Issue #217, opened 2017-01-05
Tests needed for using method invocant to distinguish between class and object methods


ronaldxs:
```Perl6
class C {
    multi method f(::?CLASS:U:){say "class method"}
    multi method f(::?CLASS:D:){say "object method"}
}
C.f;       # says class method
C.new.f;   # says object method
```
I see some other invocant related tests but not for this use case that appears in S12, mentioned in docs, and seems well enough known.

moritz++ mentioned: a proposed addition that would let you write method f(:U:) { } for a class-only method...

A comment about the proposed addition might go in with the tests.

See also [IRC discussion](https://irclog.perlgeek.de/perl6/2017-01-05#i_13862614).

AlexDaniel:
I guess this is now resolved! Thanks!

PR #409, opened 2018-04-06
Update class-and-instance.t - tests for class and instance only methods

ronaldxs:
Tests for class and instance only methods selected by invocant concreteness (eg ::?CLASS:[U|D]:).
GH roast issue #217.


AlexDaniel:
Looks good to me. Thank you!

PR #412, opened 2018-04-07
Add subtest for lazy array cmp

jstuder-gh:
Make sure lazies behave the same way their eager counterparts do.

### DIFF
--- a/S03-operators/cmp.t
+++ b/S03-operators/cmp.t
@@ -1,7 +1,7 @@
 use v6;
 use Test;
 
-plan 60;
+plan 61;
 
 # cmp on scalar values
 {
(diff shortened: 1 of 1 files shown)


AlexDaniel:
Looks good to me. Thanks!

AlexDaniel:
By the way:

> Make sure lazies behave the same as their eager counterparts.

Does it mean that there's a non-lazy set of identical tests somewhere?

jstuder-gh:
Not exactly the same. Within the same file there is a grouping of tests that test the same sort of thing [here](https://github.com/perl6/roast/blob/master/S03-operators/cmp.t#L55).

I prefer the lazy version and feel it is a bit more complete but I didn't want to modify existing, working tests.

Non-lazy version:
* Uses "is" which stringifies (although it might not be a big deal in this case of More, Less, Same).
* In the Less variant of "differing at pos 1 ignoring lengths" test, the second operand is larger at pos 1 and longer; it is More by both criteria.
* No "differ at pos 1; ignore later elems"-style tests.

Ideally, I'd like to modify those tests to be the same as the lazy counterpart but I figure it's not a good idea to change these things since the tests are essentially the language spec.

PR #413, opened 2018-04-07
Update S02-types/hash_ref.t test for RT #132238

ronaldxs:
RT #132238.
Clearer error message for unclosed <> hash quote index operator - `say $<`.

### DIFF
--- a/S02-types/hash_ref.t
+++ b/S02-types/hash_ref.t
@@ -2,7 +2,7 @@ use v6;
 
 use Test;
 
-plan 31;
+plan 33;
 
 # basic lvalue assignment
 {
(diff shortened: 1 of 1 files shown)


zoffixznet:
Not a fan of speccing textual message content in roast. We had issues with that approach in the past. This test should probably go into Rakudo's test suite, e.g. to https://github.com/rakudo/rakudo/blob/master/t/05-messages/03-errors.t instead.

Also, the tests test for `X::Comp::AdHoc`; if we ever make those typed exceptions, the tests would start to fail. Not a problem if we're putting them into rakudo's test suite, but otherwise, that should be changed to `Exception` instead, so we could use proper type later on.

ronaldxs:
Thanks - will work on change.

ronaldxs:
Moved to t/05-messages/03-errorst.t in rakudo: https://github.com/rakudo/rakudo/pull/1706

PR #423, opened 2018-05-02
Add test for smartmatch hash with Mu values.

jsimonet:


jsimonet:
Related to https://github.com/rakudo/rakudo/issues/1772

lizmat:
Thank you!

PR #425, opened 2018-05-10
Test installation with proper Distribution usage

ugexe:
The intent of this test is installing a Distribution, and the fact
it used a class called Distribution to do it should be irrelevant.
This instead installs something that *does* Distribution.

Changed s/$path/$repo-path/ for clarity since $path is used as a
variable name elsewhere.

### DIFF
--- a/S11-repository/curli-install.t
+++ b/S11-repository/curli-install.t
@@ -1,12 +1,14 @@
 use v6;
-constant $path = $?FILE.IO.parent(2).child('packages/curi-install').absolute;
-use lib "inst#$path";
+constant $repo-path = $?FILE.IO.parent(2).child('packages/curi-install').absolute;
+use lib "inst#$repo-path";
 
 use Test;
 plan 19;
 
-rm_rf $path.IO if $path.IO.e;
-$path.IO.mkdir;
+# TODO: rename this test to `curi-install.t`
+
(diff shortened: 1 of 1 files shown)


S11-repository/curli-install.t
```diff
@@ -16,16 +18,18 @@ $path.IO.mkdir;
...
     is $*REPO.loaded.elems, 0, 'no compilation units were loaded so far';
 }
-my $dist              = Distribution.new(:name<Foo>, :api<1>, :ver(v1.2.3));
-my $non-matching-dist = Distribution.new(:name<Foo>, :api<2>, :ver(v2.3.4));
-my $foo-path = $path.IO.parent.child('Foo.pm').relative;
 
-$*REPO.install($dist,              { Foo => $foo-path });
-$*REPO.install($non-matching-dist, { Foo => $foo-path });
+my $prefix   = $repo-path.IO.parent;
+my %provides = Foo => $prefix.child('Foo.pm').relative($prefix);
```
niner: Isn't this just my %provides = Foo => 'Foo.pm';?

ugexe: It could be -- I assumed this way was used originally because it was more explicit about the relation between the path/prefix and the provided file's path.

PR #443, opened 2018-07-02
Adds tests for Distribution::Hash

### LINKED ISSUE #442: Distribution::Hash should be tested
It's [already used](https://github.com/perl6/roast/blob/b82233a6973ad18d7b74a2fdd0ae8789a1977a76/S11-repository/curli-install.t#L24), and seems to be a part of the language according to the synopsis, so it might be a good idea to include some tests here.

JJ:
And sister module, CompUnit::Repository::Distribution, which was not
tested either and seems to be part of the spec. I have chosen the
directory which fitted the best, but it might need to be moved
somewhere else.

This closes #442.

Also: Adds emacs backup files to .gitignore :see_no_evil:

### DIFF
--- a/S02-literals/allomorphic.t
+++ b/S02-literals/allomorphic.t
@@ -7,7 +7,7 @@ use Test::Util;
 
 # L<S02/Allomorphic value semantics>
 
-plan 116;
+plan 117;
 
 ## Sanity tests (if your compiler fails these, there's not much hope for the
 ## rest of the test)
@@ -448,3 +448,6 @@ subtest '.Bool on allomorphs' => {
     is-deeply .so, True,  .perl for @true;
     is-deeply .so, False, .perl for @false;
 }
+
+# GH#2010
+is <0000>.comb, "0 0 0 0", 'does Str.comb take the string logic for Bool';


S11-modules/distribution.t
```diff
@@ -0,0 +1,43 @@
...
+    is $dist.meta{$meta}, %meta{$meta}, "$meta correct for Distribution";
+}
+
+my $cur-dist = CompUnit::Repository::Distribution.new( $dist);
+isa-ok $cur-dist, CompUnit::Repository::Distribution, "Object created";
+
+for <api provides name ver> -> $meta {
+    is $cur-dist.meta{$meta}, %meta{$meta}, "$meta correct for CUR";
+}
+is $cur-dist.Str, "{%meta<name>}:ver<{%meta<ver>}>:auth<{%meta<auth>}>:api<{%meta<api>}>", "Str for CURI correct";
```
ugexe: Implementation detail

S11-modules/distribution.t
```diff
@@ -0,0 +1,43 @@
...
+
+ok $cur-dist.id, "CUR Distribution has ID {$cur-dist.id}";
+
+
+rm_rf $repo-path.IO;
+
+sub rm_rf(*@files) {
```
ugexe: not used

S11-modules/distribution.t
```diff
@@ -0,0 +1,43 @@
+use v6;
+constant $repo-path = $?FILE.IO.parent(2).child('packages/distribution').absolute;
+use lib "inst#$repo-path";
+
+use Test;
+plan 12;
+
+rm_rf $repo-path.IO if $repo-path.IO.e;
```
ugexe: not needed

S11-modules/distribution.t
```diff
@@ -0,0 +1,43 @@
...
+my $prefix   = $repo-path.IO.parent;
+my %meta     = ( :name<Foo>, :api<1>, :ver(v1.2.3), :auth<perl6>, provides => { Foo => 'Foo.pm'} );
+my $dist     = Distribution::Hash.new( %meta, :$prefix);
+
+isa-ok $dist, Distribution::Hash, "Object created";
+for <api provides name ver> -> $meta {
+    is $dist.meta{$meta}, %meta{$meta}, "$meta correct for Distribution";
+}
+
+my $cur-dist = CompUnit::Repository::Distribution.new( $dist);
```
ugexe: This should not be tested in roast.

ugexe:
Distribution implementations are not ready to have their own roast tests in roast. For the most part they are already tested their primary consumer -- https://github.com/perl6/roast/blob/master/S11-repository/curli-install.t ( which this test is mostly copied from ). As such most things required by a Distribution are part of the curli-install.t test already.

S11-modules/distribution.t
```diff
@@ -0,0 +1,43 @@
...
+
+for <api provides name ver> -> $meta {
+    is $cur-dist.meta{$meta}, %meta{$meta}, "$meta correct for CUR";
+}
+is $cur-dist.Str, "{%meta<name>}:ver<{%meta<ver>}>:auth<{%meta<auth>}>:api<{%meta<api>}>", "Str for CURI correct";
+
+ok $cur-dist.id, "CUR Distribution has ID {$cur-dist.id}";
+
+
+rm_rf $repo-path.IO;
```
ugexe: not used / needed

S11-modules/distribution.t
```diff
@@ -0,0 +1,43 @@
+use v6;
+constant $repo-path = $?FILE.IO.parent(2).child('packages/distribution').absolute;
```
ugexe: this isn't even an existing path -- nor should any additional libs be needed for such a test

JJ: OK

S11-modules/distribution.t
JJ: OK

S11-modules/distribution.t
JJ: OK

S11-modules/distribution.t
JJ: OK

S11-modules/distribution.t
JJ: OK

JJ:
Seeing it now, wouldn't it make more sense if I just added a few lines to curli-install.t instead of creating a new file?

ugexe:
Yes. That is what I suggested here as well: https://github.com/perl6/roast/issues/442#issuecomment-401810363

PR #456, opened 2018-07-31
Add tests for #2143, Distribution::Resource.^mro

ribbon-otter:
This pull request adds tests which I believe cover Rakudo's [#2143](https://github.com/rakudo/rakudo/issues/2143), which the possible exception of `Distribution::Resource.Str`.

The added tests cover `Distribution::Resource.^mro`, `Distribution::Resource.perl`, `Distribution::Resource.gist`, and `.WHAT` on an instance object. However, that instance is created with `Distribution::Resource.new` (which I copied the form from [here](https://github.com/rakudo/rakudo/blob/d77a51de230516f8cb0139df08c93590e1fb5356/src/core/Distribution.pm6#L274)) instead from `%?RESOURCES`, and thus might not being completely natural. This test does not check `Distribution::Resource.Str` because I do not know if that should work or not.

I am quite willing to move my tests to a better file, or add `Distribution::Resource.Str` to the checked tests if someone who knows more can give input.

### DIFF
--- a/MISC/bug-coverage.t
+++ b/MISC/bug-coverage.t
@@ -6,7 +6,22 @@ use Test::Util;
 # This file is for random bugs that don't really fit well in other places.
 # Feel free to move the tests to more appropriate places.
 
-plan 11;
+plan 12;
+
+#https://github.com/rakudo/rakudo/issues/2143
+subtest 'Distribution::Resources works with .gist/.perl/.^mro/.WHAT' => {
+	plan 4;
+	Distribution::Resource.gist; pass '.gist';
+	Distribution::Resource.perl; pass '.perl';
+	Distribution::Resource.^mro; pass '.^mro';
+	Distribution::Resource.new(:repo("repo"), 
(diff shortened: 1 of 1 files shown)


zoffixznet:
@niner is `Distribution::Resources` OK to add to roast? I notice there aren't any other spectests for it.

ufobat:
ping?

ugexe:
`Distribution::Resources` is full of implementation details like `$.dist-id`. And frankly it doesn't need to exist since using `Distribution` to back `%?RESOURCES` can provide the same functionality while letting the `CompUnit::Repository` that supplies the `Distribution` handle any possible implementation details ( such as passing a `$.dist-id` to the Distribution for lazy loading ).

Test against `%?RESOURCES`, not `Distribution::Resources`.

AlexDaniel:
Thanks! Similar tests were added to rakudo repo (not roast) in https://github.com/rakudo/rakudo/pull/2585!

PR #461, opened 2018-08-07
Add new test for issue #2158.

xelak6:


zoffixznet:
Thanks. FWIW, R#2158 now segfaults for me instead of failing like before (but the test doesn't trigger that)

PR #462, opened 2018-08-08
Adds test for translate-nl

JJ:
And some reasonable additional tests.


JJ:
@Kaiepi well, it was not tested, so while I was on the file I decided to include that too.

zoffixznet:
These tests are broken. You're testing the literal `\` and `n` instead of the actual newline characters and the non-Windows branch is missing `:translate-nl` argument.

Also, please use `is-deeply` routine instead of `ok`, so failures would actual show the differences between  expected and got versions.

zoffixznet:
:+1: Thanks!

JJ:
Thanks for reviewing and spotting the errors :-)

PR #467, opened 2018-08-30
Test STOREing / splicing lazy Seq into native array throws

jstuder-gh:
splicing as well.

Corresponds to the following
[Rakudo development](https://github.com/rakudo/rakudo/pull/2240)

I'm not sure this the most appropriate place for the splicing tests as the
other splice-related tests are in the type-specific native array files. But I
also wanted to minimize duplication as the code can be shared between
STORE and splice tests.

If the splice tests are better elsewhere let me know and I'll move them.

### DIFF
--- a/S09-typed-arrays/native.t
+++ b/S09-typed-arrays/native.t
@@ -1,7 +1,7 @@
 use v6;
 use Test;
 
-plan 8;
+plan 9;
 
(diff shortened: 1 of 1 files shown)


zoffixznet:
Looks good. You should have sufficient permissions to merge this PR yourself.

------

For each line of the entries that contains the word "gist", make a copy.

**TASK ANSWER**
The added tests cover `Distribution::Resource.^mro`, `Distribution::Resource.perl`, `Distribution::Resource.gist`, and `.WHAT` on an instance object. However, that instance is created with `Distribution::Resource.new` (which I copied the form from [here](https://github.com/rakudo/rakudo/blob/d77a51de230516f8cb0139df08c93590e1fb5356/src/core/Distribution.pm6#L274)) instead from `%?RESOURCES`, and thus might not being completely natural. This test does not check `Distribution::Resource.Str` because I do not know if that should work or not.
+subtest 'Distribution::Resources works with .gist/.perl/.^mro/.WHAT' => {
+	Distribution::Resource.gist; pass '.gist';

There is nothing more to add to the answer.